Fine-tuned encoder is not always worth it. Replacing Contriever with the MS-MARCO fine-tuned ContrieverFT, paired with weaker instruction LMs (FLAN-T5 11B / Cohere 52B), yields scores slightly below ContrieverFT alone; only with InstructGPT 175B does the combination push beyond ContrieverFT (DL19 nDCG@10 of 67.4, +5 over ContrieverFT alone). The paper’s takeaway: HyDE assumes no labels are available; once in-domain supervision exists, weak LM + fine-tuned encoder is a bad trade, and only a sufficiently strong LM can squeeze further gains out of HyDE.
This delineates HyDE’s applicability: strong on cold-start or no-in-domain-label settings, gives way to a fine-tuned dense retriever once enough labels are available. The paper closes with a phased deployment recommendation: a search system runs HyDE entirely at launch, then gradually shifts to a fine-tuned retriever as logs accumulate, sending high-frequency, mature queries to the supervised model and leaving long-tail and emerging queries to HyDE.
Influence on subsequent work
Engineering-wise, HyDE trains nothing; it just glues InstructGPT and Contriever together with a few prompts. Its conceptual contribution is decoupling “relevance modeling” from representation learning and outsourcing it to NLG. The implicit assumption in earlier dense retrieval was that the encoder must learn relevance; HyDE’s claim is that relevance can be demonstrated by an LLM writing one passage, leaving the encoder to learn only document-document similarity. The paper closes with a literal question: “is numerical relevance just a statistical artifact of language understanding?”
Several follow-ups continue the same proposition:
- LLM2Vec-Gen internalizes HyDE’s “generate at inference + encode” two steps into training, removing the per-query generation cost
- Query2doc, Promptagator apply the same idea to query expansion and data augmentation
- GritLM and similar generative + representational joint training directions share the same proposition
A few easy-to-miss implementation details
Query itself as an extra hypothesis. Equation (8) in the paper adds the query’s own embedding into the average pool with a weight equal to one hypothetical document: v_q = (1/(N+1)) [Σ f(d_k) + f(q)]. The paper only says it “also considers the query as a possible hypothesis” without elaborating motivation.

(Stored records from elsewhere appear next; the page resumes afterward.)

PR #471, opened 2023-09-18
Add js test execution and first two test cases WD-6235

edlerd:
## Done

- add two js test cases
- add test runner to package.json
- schedule tests on github PR

Fixes WD-6235

## QA

1. Run the LXD-UI:
    - check PR tests include js-tests and are passing

### DIFF
--- a/src/util/operations.spec.tsx
+++ b/src/util/operations.spec.tsx
@@ -1,0 +1,46 @@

Averaging over multiple generations. HyDE by default samples multiple hypothetical documents from InstructGPT at temperature=0.7 for the same query, then averages their embeddings to smooth the variance of any single generation. The motivation behind LLM2Vec-Gen internalizing this step lives here too: running multiple generations per query carries triple costs in latency, dollars, and variance.
Per-dataset instruction. Appendix A.1 lists 8 prompts: web search uses “write a passage to answer the question”, SciFact uses “write a scientific paper passage to support/refute the claim”, FiQA uses “write a financial article passage”. HyDE is not strictly fully zero-shot; the notion of “what counts as a relevant document” is injected through prompts. The paper attributes the gaps on FiQA and DBPedia generally to instructions being insufficiently specific.
Wrap-up
HyDE is a simple and effective baseline in unlabeled settings: a single prompt yields performance close to a fine-tuned dense retriever. Methodologically, it splits retrieval into two decoupled parts, “LLM handles relevance + encoder handles similarity”, and this split has been reused repeatedly in later work.